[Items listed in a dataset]
▼▼▼
PR #586, opened 2020-07-05
Parallelize Circle Build

avidan-H:
## Status
- [x] Ready

## Description
Parallelizes the demisto-sdk circleci build

## Screenshots
image

### DIFF
--- a/.circleci/config.yml
+++ b/.circleci/config.yml
@@ -198,6 +198,7 @@ workflows:
       - deploy:
           <<: *tag_filter
           requires:
+            - tox3-7
             - tox3-8
             - precommit-checks
             - coveralls-check
--- a/.circleci/config.yml
+++ b/.circleci/config.yml
@@ -45,6 +45,11 @@ jobs:
               tox -e py37 -v -- --cov=demisto_sdk --cov-report=html
         - store_artifacts:
             path: coverage_html_report
+        - persist_to_workspace:
+            root: ~/project
+            paths:
+              - coverage_html_report
+              - .coverage
         - save_cache:
             paths:
               - .tox
@@ -72,13 +77,13 @@ jobs:
               pre-commit --version
               pre-commit run -a
               deactivate
-        - store_artifacts:
-            path: coverage_html_report
-  coveralls-check:
+  coveralls-upload:
       docker:
         - image: python:3.8
       steps:
         - checkout
+        - attach_workspace:
+            at: ~/project
         - run:
             name: Coveralls upload
             command: |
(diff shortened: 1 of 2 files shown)


.circleci/config.yml
```diff
@@ -93,16 +158,50 @@ jobs:
...
+      - create-id-set:
+          <<: *tag_filter
+          <<: *reqs_tox
+      - create-content-artifacts:
+          <<: *tag_filter
+          <<: *reqs_tox
+      - deploy:
+          <<: *tag_filter
+          requires:
+            - tox3-7
```
Itay4, line 201: remove

Itay4: bring it back !!!

avidan-H:
@Itay4 fixed the coveralls issue. Need to change the branch requirements in the repo's settings so that they don't require the `toxify` job to pass (since that isn't a job defined in the parallelized CircleCI config).

avidan-H:
### Updated Parallel Workflow
image

avidan-H:
One thing that I haven't looked at is the daily report that is sent to the content team channel after the `demisto-sdk`'s nightly is run. I need to look and see if this affects that - I imagine it might.

.circleci/config.yml
```diff
@@ -2,36 +2,88 @@
...
         - run:
             name: Pre-commit
             command: |
               . .tox/py37/bin/activate
               pre-commit --version
               pre-commit run -a
               deactivate
-        - store_artifacts:
-            path: coverage_html_report
+  coveralls-upload:
```
ronykoz, line 80: why not to upload the coveralls in the tox-3-7

.circleci/config.yml
```diff
@@ -41,6 +93,12 @@ jobs:
               else
                 echo "Skipping coveralls"
               fi
+  validate-files:
+      docker:
+        - image: python:3.8
+      steps:
+        - checkout
+        - *restore_cache
```
ronykoz, line 101: why the `*`

avidan-H: It injects the alias - https://circleci.com/docs/2.0/writing-yaml/.

.circleci/config.yml
avidan-H: That is an option that I considered last night when I was wrestling with it a bit... I did spend an inordinate amount of time last night getting it to work in a separate job though :P - but more seriously, since there are 4 concurrent jobs that are waiting on the `tox3-7` step to complete, I don't see a reason not to have that job complete sooner, and have the `coveralls` as a job that will run concurrently with those others.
▲▲▲
(Exercise): All of the data above needs to be written out exactly.

(Reply):
PR #586, opened 2020-07-05
Parallelize Circle Build

avidan-H:
## Status
- [x] Ready

## Description
Parallelizes the demisto-sdk circleci build

## Screenshots
image

### DIFF
--- a/.circleci/config.yml
+++ b/.circleci/config.yml
@@ -198,6 +198,7 @@ workflows:
       - deploy:
           <<: *tag_filter
           requires:
+            - tox3-7
             - tox3-8
             - precommit-checks
             - coveralls-check
--- a/.circleci/config.yml
+++ b/.circleci/config.yml
@@ -45,6 +45,11 @@ jobs:
               tox -e py37 -v -- --cov=demisto_sdk --cov-report=html
         - store_artifacts:
             path: coverage_html_report
+        - persist_to_workspace:
+            root: ~/project
+            paths:
+              - coverage_html_report
+              - .coverage
         - save_cache:
             paths:
               - .tox
@@ -72,13 +77,13 @@ jobs:
               pre-commit --version
               pre-commit run -a
               deactivate
-        - store_artifacts:
-            path: coverage_html_report
-  coveralls-check:
+  coveralls-upload:
       docker:
         - image: python:3.8
       steps:
         - checkout
+        - attach_workspace:
+            at: ~/project
         - run:
             name: Coveralls upload
             command: |
(diff shortened: 1 of 2 files shown)


.circleci/config.yml
```diff
@@ -93,16 +158,50 @@ jobs:
...
+      - create-id-set:
+          <<: *tag_filter
+          <<: *reqs_tox
+      - create-content-artifacts:
+          <<: *tag_filter
+          <<: *reqs_tox
+      - deploy:
+          <<: *tag_filter
+          requires:
+            - tox3-7
```
Itay4, line 201: remove

Itay4: bring it back !!!

avidan-H:
@Itay4 fixed the coveralls issue. Need to change the branch requirements in the repo's settings so that they don't require the `toxify` job to pass (since that isn't a job defined in the parallelized CircleCI config).

avidan-H:
### Updated Parallel Workflow
image

avidan-H:
One thing that I haven't looked at is the daily report that is sent to the content team channel after the `demisto-sdk`'s nightly is run. I need to look and see if this affects that - I imagine it might.

.circleci/config.yml
```diff
@@ -2,36 +2,88 @@
...
         - run:
             name: Pre-commit
             command: |
               . .tox/py37/bin/activate
               pre-commit --version
               pre-commit run -a
               deactivate
-        - store_artifacts:
-            path: coverage_html_report
+  coveralls-upload:
```
ronykoz, line 80: why not to upload the coveralls in the tox-3-7

.circleci/config.yml
```diff
@@ -41,6 +93,12 @@ jobs:
               else
                 echo "Skipping coveralls"
               fi
+  validate-files:
+      docker:
+        - image: python:3.8
+      steps:
+        - checkout
+        - *restore_cache
```
ronykoz, line 101: why the `*`

avidan-H: It injects the alias - https://circleci.com/docs/2.0/writing-yaml/.

.circleci/config.yml
avidan-H: That is an option that I considered last night when I was wrestling with it a bit... I did spend an inordinate amount of time last night getting it to work in a separate job though :P - but more seriously, since there are 4 concurrent jobs that are waiting on the `tox3-7` step to complete, I don't see a reason not to have that job complete sooner, and have the `coveralls` as a job that will run concurrently with those others.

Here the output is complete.